Record set:
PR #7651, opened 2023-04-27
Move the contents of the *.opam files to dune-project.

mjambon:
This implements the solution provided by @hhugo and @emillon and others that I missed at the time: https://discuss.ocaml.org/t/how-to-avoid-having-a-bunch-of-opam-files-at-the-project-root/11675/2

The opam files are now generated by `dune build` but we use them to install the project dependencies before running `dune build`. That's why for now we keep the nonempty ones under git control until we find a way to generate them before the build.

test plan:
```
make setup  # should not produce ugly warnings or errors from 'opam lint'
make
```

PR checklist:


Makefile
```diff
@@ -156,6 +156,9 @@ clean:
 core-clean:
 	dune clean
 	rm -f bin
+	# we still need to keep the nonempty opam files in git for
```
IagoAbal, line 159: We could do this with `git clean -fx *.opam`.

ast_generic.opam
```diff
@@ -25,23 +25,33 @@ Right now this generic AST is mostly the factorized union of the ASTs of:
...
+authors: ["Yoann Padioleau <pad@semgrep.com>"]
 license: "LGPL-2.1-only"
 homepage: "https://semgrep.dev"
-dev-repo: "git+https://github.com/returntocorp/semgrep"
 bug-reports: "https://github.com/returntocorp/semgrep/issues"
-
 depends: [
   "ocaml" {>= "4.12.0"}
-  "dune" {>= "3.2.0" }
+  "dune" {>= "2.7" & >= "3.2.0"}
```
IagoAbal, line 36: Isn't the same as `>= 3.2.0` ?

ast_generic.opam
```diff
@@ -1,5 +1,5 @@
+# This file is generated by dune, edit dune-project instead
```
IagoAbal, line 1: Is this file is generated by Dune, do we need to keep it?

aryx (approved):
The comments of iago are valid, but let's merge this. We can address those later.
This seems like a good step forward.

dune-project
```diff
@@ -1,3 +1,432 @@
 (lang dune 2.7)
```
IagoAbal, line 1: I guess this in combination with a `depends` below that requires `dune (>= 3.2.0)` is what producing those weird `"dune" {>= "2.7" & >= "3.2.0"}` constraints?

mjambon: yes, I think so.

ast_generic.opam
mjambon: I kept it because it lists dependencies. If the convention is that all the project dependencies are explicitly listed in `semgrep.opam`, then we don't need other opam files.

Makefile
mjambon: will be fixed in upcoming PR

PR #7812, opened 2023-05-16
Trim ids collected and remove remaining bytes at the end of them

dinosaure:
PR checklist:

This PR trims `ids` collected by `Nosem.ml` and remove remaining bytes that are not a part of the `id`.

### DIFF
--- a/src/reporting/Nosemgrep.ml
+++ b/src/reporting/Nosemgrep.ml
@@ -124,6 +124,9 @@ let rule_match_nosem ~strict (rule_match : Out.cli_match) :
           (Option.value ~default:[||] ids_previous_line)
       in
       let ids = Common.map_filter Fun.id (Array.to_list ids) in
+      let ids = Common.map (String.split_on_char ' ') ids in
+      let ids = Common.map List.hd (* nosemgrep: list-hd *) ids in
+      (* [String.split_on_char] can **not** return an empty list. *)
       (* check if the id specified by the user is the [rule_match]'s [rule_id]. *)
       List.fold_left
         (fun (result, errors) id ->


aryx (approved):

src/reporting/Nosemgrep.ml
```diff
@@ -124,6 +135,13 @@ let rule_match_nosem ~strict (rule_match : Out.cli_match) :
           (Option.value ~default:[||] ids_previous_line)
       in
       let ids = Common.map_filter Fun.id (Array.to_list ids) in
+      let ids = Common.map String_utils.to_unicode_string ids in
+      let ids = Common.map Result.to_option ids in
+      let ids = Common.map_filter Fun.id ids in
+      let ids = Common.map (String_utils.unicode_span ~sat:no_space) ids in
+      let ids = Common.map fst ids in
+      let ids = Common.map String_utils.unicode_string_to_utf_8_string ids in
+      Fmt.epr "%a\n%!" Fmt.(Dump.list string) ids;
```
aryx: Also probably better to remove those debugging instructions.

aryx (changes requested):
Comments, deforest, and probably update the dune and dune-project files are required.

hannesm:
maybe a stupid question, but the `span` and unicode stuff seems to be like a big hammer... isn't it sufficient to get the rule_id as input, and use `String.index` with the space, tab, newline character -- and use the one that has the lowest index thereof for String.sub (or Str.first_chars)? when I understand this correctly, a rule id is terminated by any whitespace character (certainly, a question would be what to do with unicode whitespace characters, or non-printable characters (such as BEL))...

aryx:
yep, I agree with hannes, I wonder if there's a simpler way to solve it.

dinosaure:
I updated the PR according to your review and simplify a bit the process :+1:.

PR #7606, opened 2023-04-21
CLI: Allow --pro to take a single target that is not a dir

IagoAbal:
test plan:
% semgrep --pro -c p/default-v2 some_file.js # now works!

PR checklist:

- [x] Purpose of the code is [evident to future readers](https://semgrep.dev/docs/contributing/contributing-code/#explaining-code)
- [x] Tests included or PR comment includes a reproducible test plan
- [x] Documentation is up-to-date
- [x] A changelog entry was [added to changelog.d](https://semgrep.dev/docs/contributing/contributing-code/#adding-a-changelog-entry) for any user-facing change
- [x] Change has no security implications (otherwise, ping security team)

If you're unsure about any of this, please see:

Exercise details:
What's needed is every entry, returned word for word.

Solution for this task:
PR #7651, opened 2023-04-27
Move the contents of the *.opam files to dune-project.

mjambon:
This implements the solution provided by @hhugo and @emillon and others that I missed at the time: https://discuss.ocaml.org/t/how-to-avoid-having-a-bunch-of-opam-files-at-the-project-root/11675/2

The opam files are now generated by `dune build` but we use them to install the project dependencies before running `dune build`. That's why for now we keep the nonempty ones under git control until we find a way to generate them before the build.

test plan:
```
make setup  # should not produce ugly warnings or errors from 'opam lint'
make
```

PR checklist:


Makefile
```diff
@@ -156,6 +156,9 @@ clean:
 core-clean:
 	dune clean
 	rm -f bin
+	# we still need to keep the nonempty opam files in git for
```
IagoAbal, line 159: We could do this with `git clean -fx *.opam`.

ast_generic.opam
```diff
@@ -25,23 +25,33 @@ Right now this generic AST is mostly the factorized union of the ASTs of:
...
+authors: ["Yoann Padioleau <pad@semgrep.com>"]
 license: "LGPL-2.1-only"
 homepage: "https://semgrep.dev"
-dev-repo: "git+https://github.com/returntocorp/semgrep"
 bug-reports: "https://github.com/returntocorp/semgrep/issues"
-
 depends: [
   "ocaml" {>= "4.12.0"}
-  "dune" {>= "3.2.0" }
+  "dune" {>= "2.7" & >= "3.2.0"}
```
IagoAbal, line 36: Isn't the same as `>= 3.2.0` ?

ast_generic.opam
```diff
@@ -1,5 +1,5 @@
+# This file is generated by dune, edit dune-project instead
```
IagoAbal, line 1: Is this file is generated by Dune, do we need to keep it?

aryx (approved):
The comments of iago are valid, but let's merge this. We can address those later.
This seems like a good step forward.

dune-project
```diff
@@ -1,3 +1,432 @@
 (lang dune 2.7)
```
IagoAbal, line 1: I guess this in combination with a `depends` below that requires `dune (>= 3.2.0)` is what producing those weird `"dune" {>= "2.7" & >= "3.2.0"}` constraints?

mjambon: yes, I think so.

ast_generic.opam
mjambon: I kept it because it lists dependencies. If the convention is that all the project dependencies are explicitly listed in `semgrep.opam`, then we don't need other opam files.

Makefile
mjambon: will be fixed in upcoming PR

PR #7812, opened 2023-05-16
Trim ids collected and remove remaining bytes at the end of them

dinosaure:
PR checklist:

This PR trims `ids` collected by `Nosem.ml` and remove remaining bytes that are not a part of the `id`.

### DIFF
--- a/src/reporting/Nosemgrep.ml
+++ b/src/reporting/Nosemgrep.ml
@@ -124,6 +124,9 @@ let rule_match_nosem ~strict (rule_match : Out.cli_match) :
           (Option.value ~default:[||] ids_previous_line)
       in
       let ids = Common.map_filter Fun.id (Array.to_list ids) in
+      let ids = Common.map (String.split_on_char ' ') ids in
+      let ids = Common.map List.hd (* nosemgrep: list-hd *) ids in
+      (* [String.split_on_char] can **not** return an empty list. *)
       (* check if the id specified by the user is the [rule_match]'s [rule_id]. *)
       List.fold_left
         (fun (result, errors) id ->


aryx (approved):

src/reporting/Nosemgrep.ml
```diff
@@ -124,6 +135,13 @@ let rule_match_nosem ~strict (rule_match : Out.cli_match) :
           (Option.value ~default:[||] ids_previous_line)
       in
       let ids = Common.map_filter Fun.id (Array.to_list ids) in
+      let ids = Common.map String_utils.to_unicode_string ids in
+      let ids = Common.map Result.to_option ids in
+      let ids = Common.map_filter Fun.id ids in
+      let ids = Common.map (String_utils.unicode_span ~sat:no_space) ids in
+      let ids = Common.map fst ids in
+      let ids = Common.map String_utils.unicode_string_to_utf_8_string ids in
+      Fmt.epr "%a\n%!" Fmt.(Dump.list string) ids;
```
aryx: Also probably better to remove those debugging instructions.

aryx (changes requested):
Comments, deforest, and probably update the dune and dune-project files are required.

hannesm:
maybe a stupid question, but the `span` and unicode stuff seems to be like a big hammer... isn't it sufficient to get the rule_id as input, and use `String.index` with the space, tab, newline character -- and use the one that has the lowest index thereof for String.sub (or Str.first_chars)? when I understand this correctly, a rule id is terminated by any whitespace character (certainly, a question would be what to do with unicode whitespace characters, or non-printable characters (such as BEL))...

aryx:
yep, I agree with hannes, I wonder if there's a simpler way to solve it.

dinosaure:
I updated the PR according to your review and simplify a bit the process :+1:.

PR #7606, opened 2023-04-21
CLI: Allow --pro to take a single target that is not a dir

IagoAbal:
test plan:
% semgrep --pro -c p/default-v2 some_file.js # now works!

PR checklist:

- [x] Purpose of the code is [evident to future readers](https://semgrep.dev/docs/contributing/contributing-code/#explaining-code)
- [x] Tests included or PR comment includes a reproducible test plan
- [x] Documentation is up-to-date
- [x] A changelog entry was [added to changelog.d](https://semgrep.dev/docs/contributing/contributing-code/#adding-a-changelog-entry) for any user-facing change
- [x] Change has no security implications (otherwise, ping security team)

If you're unsure about any of this, please see:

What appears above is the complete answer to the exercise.